We also know that cancer is characterized by mutations, particularly in the genes coding for proteins. Many of the these mutations have never been seen by the immune system, so they act as neoantigens. So what [ Proc. Natl. Acad. Sci. vo. 111 pp. E3072 – E3080 ’14 ] did was make a chip containing 10,000 peptides, and saw which of them were bound by antibodies in the blood.

The peptides were 20 amino acids long, with 17 randomly chosen amino acids, and a common 3 amino acid linker to the chip. While 10,000 seems like a lot of peptides, it is a tiny fraction (actually 10^-18
of the 2^17 * 10^17 = 1.3 * 10^22 possible 17 amino acid peptides).

The blood was first diluted 500x so blood proteins other than antibodies don’t bind significantly to the arrays. The assay is disease agnostic. The pattern of binding of a given person’s blood to the chip is called an immunosignature.

What did they measure? 20 samples from each of five cancer cohorts collected from multiple geographic sites and 20 noncancer samples. A reference immunosignature was generated. Then 120 blinded samples from the same diseases gave 95$% classification accuracy. To investigate the breadth of the approach and test sensitivity, the immunosignatures 75% of over 1,500 historical samples (some over 10 years old) comprising 14 different diseases were used as training, then the other 25% were read blind with an accuracy of over 98% — not too impressive, they need to get another 1,500 samples. Once you’ve trained on 75% of the sample space, you’d pretty much expect the other 25% to look the same.

The immunosignature of a given individual consists of an overlay of the patterns from the binding signals of many of the most prominent circulating antibodies. Some are present in everyone, some are unique.

A 2002 reference (Molecular Biology of the Cell 4th Edition) states that there are 10^9 antibodies circulating in the blood. How can you pick up a signature on 10K peptides from this. Presumably neoAntigens from cancer cells elicit higher afifnity antibodies then self-antigens.
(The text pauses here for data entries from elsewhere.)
PR #13986, opened 2024-08-26
storage: Conserve LV state (From Incus)

MggMuggins:
Reactivates an already-active volume after its size has been increased. If a volume was active before being grown, it would be deactivated by `SetVolumeQuota`; this retains the state of the LV after a size adjustment.

Contains cherry-picks from https://github.com/lxc/incus/pull/1021 and https://github.com/lxc/incus/pull/1136

incus#1021 is only partially applied as its other commit depends on https://github.com/lxc/incus/pull/512; I've made a note of this in the tracking sheet.


tomponline (approved):
Thanks!

PR #13989, opened 2024-08-27
Add guest OS compatibility matrix

simondeziel:


doc/guest-os-compatibility.md
```diff
@@ -0,0 +1,64 @@
+(guest-os-compatibility)=
+# Guest OS compatibility
+
+Tested on LXD `5.21/stable`
+
+OS vendor | OS version         | OS support | LXD agent | VirtIO-SCSI | VirtIO-BLK | NVMe    | CSM (BIOS) | UEFI | Secure Boot
```
mionaalex, line 6: Can we also add a footnote on what the lxd-agent does (or link to a doc section that explains it, I couldn't find it)? This page is likely to be shared with users/customers who might not be familiar with LXD, so seeing a bunch of X's might make them feel like this is a problem.

mionaalex (approved):
This looks good to me, just one comment on the lxd-agent.

doc/guest-os-compatibility.md
simondeziel: I added a proper note as I couldn't find any existing doc for this mechanism.

Maybe I should move the `LXD agent` column to the right so that it's less prominent. WDYT?

tomponline (approved):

High affiity monoclonals can be diluted hundreds of times without diminishing the signal.

The next version of the immunosignature peptide microArray under development contains over 300,000 peptides.
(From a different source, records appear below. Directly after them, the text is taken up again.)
PR #13994, opened 2024-08-27
Project: Add `lxd/project/limits` and fix PowerFlex instance size limits

### LINKED ISSUE #12567: Update projects instance limit accounting
# Issue description

Restricted projects count its already occupied resources for each specified limit. Doing this for VMs also takes the `size.state` value into account. However starting with https://github.com/canonical/lxd/pull/12566 it depends on the storage drivers `DefaultVMBlockFilesystemSize` setting how large the actual default value is. 

Currently we cannot easily resolve the storage driver within the `lxd/project` package in order to pick the value from the drivers `Info{}` struct. The accounting process might also receive changes in the near future which could make this story obsolete.

In the meantime this is causing wrong values for the projects instance limits accounting in case the upcoming PowerFlex driver is used.

## Possible Solution

In case we still need to resolve the driver within `lxd/project`, one option would be to pass down the drivers `Info{}` as an interface, so that a package level interface in `lxd/project` can be used to implement a subset of the interface coming from the driver to prevent having an import loop:

```go
type Driver interface {
	// Internal.
	Info() Informer
```

MggMuggins:
Fixes #12567 

Moves some the contents of `lxd/project` into a new module `lxd/project/limits` to remove an import cycle `lxd/project -> lxd/storage/drivers -> lxd/project`.

`lxd/project` split fairly cleanly in two; I tried to leave as much project-related API in `lxd/project` as I could. Most of what is left there is the string processing code for prepending instance/volume names with the project name. This is used fairly heavily in `lxd/storage/drivers`.

`lxd/project/limits` now contains just the code for enforcing project limits; the change in usage reads better IMO:
```go
project.AllowInstanceCreation(s.GlobalConfig, tx, projectName, req)
// to 
limits.AllowInstanceCreation(s.GlobalConfig, tx, projectName, req)
```

This change allows us to import the storage drivers from `lxd/storage/drivers` in `lxd/project/limits` to get `DefaultVMBlockFilesystemSize`.

This introduces a new method to the internal driver interface (`defaultVMBlockFilesystemSize() string`) and exposes a function from `lxd/storage/drivers` to convert a driver name to the `DefaultVMBlockFilesystemSize`.


lxd/storage/backend_lxd.go
```diff
@@ -7565,7 +7566,7 @@ func (b *lxdBackend) CreateCustomVolumeFromISO(projectName string, volName strin
 	}
 
 	err := b.state.DB.Cluster.Transaction(b.state.ShutdownCtx, func(ctx context.Context, tx *db.ClusterTx) error {
-		return project.AllowVolumeCreation(b.state.GlobalConfig, tx, projectName, req)
+		return limits.AllowVolumeCreation(b.state.GlobalConfig, tx, projectName, req)
```
tomponline, line 7569: Can you move this package toe lxd/project/limits so we can see its still related to projects.

tomponline:
> I'm happy to put up another PR against `stable-5.21` with the "wrong way" to fix #12567 (simply checking against a literal `"powerflex"` in `lxd/project`) if that would be preferable as a backport.

I'll backport these changes as part of the normal process as they dont change the API or the DB.

MggMuggins:
I've updated the PR description, made the requested change, and reworked how the default size was being passed around.

lxd/project/limits/permissions.go
```diff
@@ -1233,10 +1241,11 @@ func fetchProject(globalConfig map[string]any, tx *db.ClusterTx, projectName str
 	}
 
 	info := &projectInfo{
-		Project:   *project,
-		Profiles:  profiles,
-		Instances: instances,
-		Volumes:   volumes,
+		Project:      *project,
+		Profiles:     profiles,
+		StoragePools: pools,
```
roosterfish, line 1246: Should this be limited to only pools which are actually used in the project? 
I guess `tx.GetStoragePools` returns all of them.
Not sure if there is a filter option like for the profiles.

lxd/storage/drivers/load_test.go
```diff
@@ -0,0 +1,18 @@
+package drivers
```
roosterfish, line 1: IIRC that was the reasoning back then for having the `DefaultVMBlockFilesystemSize` func on the `common` struct so that there is a default defined which can then be overwritten by the PowerFlex driver.

Is there a specific reason for getting rid of this pattern?

roosterfish (changes requested):

lxd/storage/drivers/load_test.go
MggMuggins: We can't load a driver from `lxd/project/limits` because we don't have easy access to a `state.State`. 

Initially I was going to grab an entire `Info{}` from the driver but that should really [require that the driver be loaded](https://github.com/canonical/lxd/blob/main/lxd/storage/drivers/driver_btrfs.go#L95). This was a compromise so that the default can be defined per-driver and also not require the drivers to be loaded.

The test is just designed to prevent this kind of behavior:
```go
func (d *btrfs) defaultVMBlockFilesystemSize() string {
	v := d.state.OS.whatever // state could be nil when used from DefaultVMBlockFilesystemSize
	// ...
}
```

lxd/project/limits/permissions.go
MggMuggins: I don't see a function under `lxd/db` that would do that. I took a look through the database schema and [the docs](https://documentation.ubuntu.com/lxd/en/latest/reference/projects/#project-features) and there isn't a clear/direct relationship between projects and pools; this would likely mean going through all the devices in the project to find the pools in use.

I can implement a filter if you'd like but I don't think the complexity is worth it.

roosterfish: My thinking was if such a `projectInfo` struct gets initialized it's probably used with the intention that everything in there is part of the project. Same as for profiles, volumes and instances.
But as storage pools are shared across projects that kind of breaks this logic.

Maybe you can do the DB lookup in `getInstanceLimits` directly?

lxd/storage/drivers/load_test.go
roosterfish: Ah sorry then what I mentioned was an initial idea we didn't end up implementing.

So you could have a `DefaultVMBlockFilesystemSize()` on the driver `common` struct which returns the default `100MiB` and the PowerFlex driver can overwrite it and return the `8GiB` instead. So same as you did in the PR but with exported funcs without adding it to the `Info{}` struct so it can be called directly.

IIRC the comment back then was that this would return driver specific configuration which is usually served via the `Info{}` struct.

roosterfish: So is the problematic you are seeing that if you run `driverFunc().Info()` parts of the struct might not be set (like the Btrfs version you have linked)?

roosterfish: And therefore you have added the unexported `defaultVMBlockFilesystemSize` so that you can access the value directly without going through the `Info{}` struct?

MggMuggins: Yes, that's precisely it. `Info{}` mixes stateless and stateful information so it's not easy to get the stateless stuff that way without hauling in a lot of context. What do you think about splitting `Info` into stateless (no `Load` required) and stateful (`Load` required) components rather than exposing a special function for each bit of stateless info? I'm not sure what to call those functions/structs off the top of my head (`Info`/`InfoLoaded`? :grimacing:).

lxd/project/limits/permissions.go
MggMuggins: I'll give that a shot; it also saves us from doing an extra query that we only need in a special case.

lxd/storage/drivers/load_test.go
tomponline: I'm happy with having this DefaultVMBlockFilesystemSize function that uses the unexported function on the driver. Perhaps we can change this later to a special "Stateless" info struct, but no need right now.

lxd/project/limits/permissions.go
tomponline: We dont want to be doing any extra DB queries in `getInstanceLimits` as its run per instance in the project.

I dont see an issue with storing a pool name -> driver name map on `projectInfo` even if it does have pools in it that are not used by the project (a comment could help here).

Then we can add a specialised function that retrieves just the needed info in a single query.

MggMuggins:
@roosterfish @tomponline This is ready to go again

lxd/project/limits/permissions.go
```diff
@@ -1348,12 +1359,18 @@ func getInstanceLimits(instance api.Instance, keys []string, skipUnset bool) (ma
...
 				if !ok {
-					// TODO: In case the VMs storage drivers config drive size isn't the default,
-					// the limits accounting will be incorrect.
-					// This applies for the PowerFlex storage driver whose config drive size
-					// is 8 GB as set in the DefaultVMPowerFlexBlockFilesystemSize variable.
-					// See https://github.com/canonical/lxd/issues/12567
-					sizeStateValue = deviceconfig.DefaultVMBlockFilesystemSize
+					driverName := ""
+					poolName := device["pool"]
+					for pool, driver := range storagePoolDrivers {
```
roosterfish, line 1364: Do you need a loop or can you just do this:

```golang
driverName, ok := storagePoolDrivers[poolName]
```

roosterfish (dismissed):
LGTM!

lxd/project/limits/permissions.go
tomponline: Yeh that would be nicer.

Also what happens if the poolName isn't matched to a driver @MggMuggins ?

MggMuggins: Oops. Adjusted this for better error messages if the root device is missing a `pool` attribute (sounds like this [shouldn't happen](https://github.com/canonical/lxd/blob/main/lxd/instance/instancetype/instance.go#L32)) or the pool doesn't have a driver.

roosterfish: @MggMuggins yeah I think the check doesn't hurt as the error message is more usable than `No driver found for pool ""` in case the pool attribute isn't set in the device map.

roosterfish (approved):
Looks good to me.

tomponline (approved):

tomponline:
Thanks @MggMuggins please can you rebase to fix the conflict?

MggMuggins:
@tomponline Done

tomponline (approved):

The implication is that each cancer and each disease produces either different antigens and or different B cell responses to common antigens.

Since the peptides are random, you can’t align the peptides in the signature to the natural proteomic space to find out what the antibody is reacing to.

It’s a completely atheoretical approach to diagnosis, but intriguing. I’m amazed that such a small sample of protein space can produce a significant binding pattern diagnostic of anything.

It’s worth considering just what a random peptide of 17 amino acids actually is. How would you make one up? Would you choose randomly giving all 20 amino acids equal weight, or would you weight the probability of a choice by the percentage of that amino acid in the proteome of the tissue you are interested in. Do we have such numbers? My guess is that proline, glycine and alanine would the most common amino acids — there is so much collagen around, and these 3 make up a high percentage of the amino acids in the various collagens we have (over 15 at least).